The law also creates a new felony called “aggravated rioting.” Notably, this section would bump rioters up to a second-degree felony charge if they display a firearm. Florida does ban open-carry across the board, but violating that restriction is only a misdemeanor. Under the state’s new law, an aggressive prosecutor could send a protester who open-carries during a riot to prison for up to 15 years. Ramping up a protestor’s maximum sentence from 5 to 15 years just for bearing arms in public, instead of merely adding a brief misdemeanor sentence or fine, shows a flagrant disregard for the spirit of the Second Amendment.
America has a problem with feeding the beast of overcriminalization instead of more effectively enforcing the laws already on the books. While adding new felonies may seem like a satisfying response to pressing public safety issues, it frequently empowers prosecutors to pursue more severe charges for conduct that has nothing to do with the crimes the legislators intended the bill to address.
Imagine your son is going to college in Florida. He and two of his fraternity brothers get into an argument with three boys from another fraternity at their college bar, and the six of them end up going outside to fight. Their brawl, and the loud smack talk accompanying it, disturbs the residents on the street. Is this behavior appropriate? Of course not. Is it advisable? No way. But is it a riot? Also no. Nonetheless, HB1 would enable the state to charge them with a third-degree felony under this ostensibly “anti-riot” law.
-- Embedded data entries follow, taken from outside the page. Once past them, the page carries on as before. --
PR #752, opened 2018-02-09
fn: more functionality into fn-test-utils

skinowski:
read/write a file on disk, alloc/leak memory.


skinowski:
TODO:
1) oom test (I'll add this soon)
2) xfs - size test for supported platforms
3) leak tests could be nice to see how a bad behaving hot container impacts series of requests.
4) include fdk-go utils to simulate corrupt json/http, slow I/O, close pipe, infinite data pump, etc.

PR #756, opened 2018-02-12
fn: fn-test-utils: partial output and invalid http or json

skinowski:
Simulate partial output or invalid json/html in fn-test-utils.


rdallman:
seems like extracting 'util' didn't buy too much sugar, just the ctx stuff (useful, we updated that a good bit)

PR #760, opened 2018-02-12
Include version number in Docker images

### LINKED ISSUE #758: Docker images should be built with version numbers built into image metadata
I used `fn-helm` to run fnserver inside of a minikube. I'm trying to diagnose an issue with the fnserver, but the helm chart specifies the image as just `fnproject/fnserver:latest`. The docker image itself doesn't have the project version or tag numbers built into it so it's hard to tell what commit the image was built from. 

It's possible to pull other tagged version from Docker hub and compare the image hashes, but it would be much easier if the the Docker image itself had the commit or tag version number built in to it so that it could be found via `docker inspect` or `docker history`.

kojustin:
When building the fnserver docker image, stamp the version number into
the image. This will help with tracking down specific images to specific
version numbers. This will especially be useful with ":latest" images.

Fixes #758.

### DIFF
--- a/api/version/version.go
+++ b/api/version/version.go
@@ -1,4 +1,4 @@
 package version
 
 // Version of Functions
-var Version = "0.3.395"
+var Version = "0.3.396"


Makefile
```diff
@@ -83,7 +83,7 @@ run: build
 	GIN_MODE=debug ./fnserver
 
 docker-build:
-	docker build --build-arg HTTPS_PROXY --build-arg HTTP_PROXY -t fnproject/fnserver:latest .
+	docker build --build-arg HTTPS_PROXY --build-arg HTTP_PROXY --build-arg BUILD_ARG_FN_VERSION -t fnproject/fnserver:latest .
```
rdallman: `--label=$version` ?

PR #761, opened 2018-02-13
fn: favor fn-test-utils over hello (to be decommissioned)

skinowski:
TODO: clean up fn-api-tests to use fn-test-utils.


skinowski:
Part of #656

PR #762, opened 2018-02-13
cap docker retries to fixed number

### LINKED ISSUE #727: return error to user when registry cannot be accessed
seems like multiple users have run into not being able to address their local/private registry when running fn due to container misconfiguration (ECONNREFUSED)

right now this is seemingly tricky to debug since the error shows up only in fn logs, seems like another error we should white list to return in the http response, possibly with a hint/warning about `localhost` ;)

rdallman:
previously we would retry infinitely up to the context with some backoff in
between. for hot functions, since we don't set any dead line on pulling or
creating the container, this means it would retry forever without making any
progress if e.g. the registry is inaccessable or any other temporary error
that isn't actually temporary.  this adds a hard cap of 10 retries, which
gives approximately 13s if the ops take no time, still respecting the context
deadline enclosed.

the case where this was coming up is now tested for and was otherwise
confusing for users to debug, now it spits out an ECONNREFUSED with the
address of the registry, which should help users debug without having to poke
around fn logs (though I don't like this as an excuse, not all users will be
operators at some point in the near future, and this one makes sense)

closes #727

### DIFF
--- a/api/agent/drivers/docker/docker_client.go
+++ b/api/agent/drivers/docker/docker_client.go
@@ -100,12 +100,14 @@ type dockerWrap struct {
 
 func (d *dockerWrap) retry(ctx context.Context, f func() error) error {
 	var i int
+	var err error
 	span := opentracing.SpanFromContext(ctx)
 	defer func() { span.LogFields(log.Int("docker_call_retries", i)) }()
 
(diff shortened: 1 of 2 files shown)


rdallman:
thanks!

PR #765, opened 2018-02-13
support deeper / nesting of image names

### LINKED ISSUE #764: Private repos do not support more than 3 subfolders
/kind bug

If you use more than 3 subfolders in a private repo (with autentication) it silently fails with "no authentication". I traced the root of the problem down to this function:

https://github.com/fnproject/fn/blob/f27d47f2dd9520647f8799043bfcb3d121709958/api/agent/drivers/driver.go#L283-L295

There should be a default case for deeper nestings. If you do not want to support cases like this, at least an error log is necessary.

Workaround is to use shorter nestings. However, this can be problematic if e.g. your company forces you to use prefix folders (e.g. per team and/or parent product) that can then compose to longer names.

rdallman:
closes #764

### DIFF
--- a/api/agent/drivers/driver.go
+++ b/api/agent/drivers/driver.go
@@ -179,6 +179,8 @@ const (
 	StatusTimeout   = "timeout"
 	StatusKilled    = "killed"
 	StatusCancelled = "cancelled"
+
+	defaultDomain = "docker.io"
 )
 
 type Config struct {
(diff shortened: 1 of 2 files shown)


api/agent/drivers/driver.go
```diff
@@ -179,6 +179,8 @@ const (
 	StatusTimeout   = "timeout"
 	StatusKilled    = "killed"
 	StatusCancelled = "cancelled"
+
+	defaultDomain = "docker.io"
```
skinowski: unused?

Apart from its broad “anti-rioting” language, the bill also gives the governor’s office the power to unilaterally amend local law enforcement budgets if they include cuts to police funding.
This is not to say that actual rioting is acceptable. It isn’t. When rioters threaten people, smash in storefronts and steal property, their victims are entitled to justice. Fortunately, Florida already has plenty of tools in its legislative arsenal to prosecute the wrongdoers who commit those crimes. By signing this legislation in spite of that reality, DeSantis embraces the same outdated approach to crime as Joe Biden did in his regrettable 1994 crime bill.
Apart from its broad “anti-rioting” language, the bill also gives the governor’s office the power to unilaterally amend local law enforcement budgets if they include cuts to police funding. Even if you’re like me and you think “defund the police” is an unproductive slogan, surely you can still imagine a scenario in which a town might want to reduce its police force for logical, apolitical reasons. Maybe the area has gotten safer and the police chief realizes a disproportionate number of officers are still on patrol. This week, DeSantis decided to privilege his own opinion on police budgets over the judgment of local officials who intimately understand the situation on their streets. For someone who so often extolled the virtues of limited government while defending his choice to keep Florida open, signing this bill shows an unsettling willingness to centralize executive power.
I see how tempting it is to support any legislation that aims to confront lawlessness and property damage. Living in DC last summer, the dozens of boarded-up windows I saw during weeks of unrest made a strong impression on me. In spite of this impulse, libertarians and small-government conservatives should still find little cause for celebration of a bill that neglects Floridians’ constitutional rights and leads the state in a more interventionist direction.
I loved hearing DeSantis call his state an “oasis of freedom” at this year’s CPAC. If only he would follow through on that promise when bills on criminal justice reach his desk.